All of 3d gaming can be rendered easy via circle-strafing. Strafe side-to side while turning and you'll always face your target and circle them. I have not seen a 3d shooter that isn't rendered easy by this technique. Once it no longer works, I'll be intelegtualy challenged to find the bug in the AI or physics model (grenade jumping) that trivializes the game. (I used to be a sniper in Quake - TF - and a good one at that, but what I did became proceedural, nd I lost intrest. Grenade and rocket jumpers were all the same. I'd get them in mid-air 99% of the time.)
Indeed the industry has been relying on glitz and glamor to sell, much like a hot whore. But no one marries a whore, they marry people that are intelectually stimulating. ANd that's going to be the next games. The mind-puzzles. Tomb Raider, Tetris, etc. They all have sppeal for a long time, until the *DESIGNERS* turn it proceedural. It's not the fault of the tech, it's because the designers get lazy.

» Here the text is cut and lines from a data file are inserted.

PR #1839, opened 2022-12-05
[ui] Fix all "TypeError" QML warnings

cbentejac:
## Description

Some QML properties access exposed Python objects that may or may not be null upon their access. When these objects are accessed while null, QML issues "TypeError" warnings. These warnings have no functional impact as QML correctly handles trying to access null objects, but can spam the logs.

This PR fixes all these warnings by ensuring that the Python objects are not null before they are accessed by QML properties. In case the objects are null, default values are returned instead of still attempting to access them anyway.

Escapr from reality, the use of imagination, is why people turn to video games. I predict in 10 years that no video game will ever do the same game twice (like they do today) I bet they won't keep staff around either. Every game is a new team, and no one is allowed to be on the same type of game project as they were on in the past 5 years. This will keep innovation and imagination high.
The other idea is working with other people. When C&C has IPX multiplayer, we played it non-stop weekends at a time. Quake was plaued for weekends at a time. I spent most of my nights on TF maps with my clan. Human interaction is unpredictible (well, a lot less than a computer) (Imagine basketball vs chess, what is more popular)
Killer app of today: The Sims Online. Features imagination, creativity and human interaction. Runner Up: EQ.
Killer app of tomorrow: solving puzzles with other humans online. But the puzzles can't repeat, not even the same type. Maybe a puzzle is to make a puzzle for others to solve - taking turns between puzzlemaking and solving. (An offshoot of this is OpenSource... )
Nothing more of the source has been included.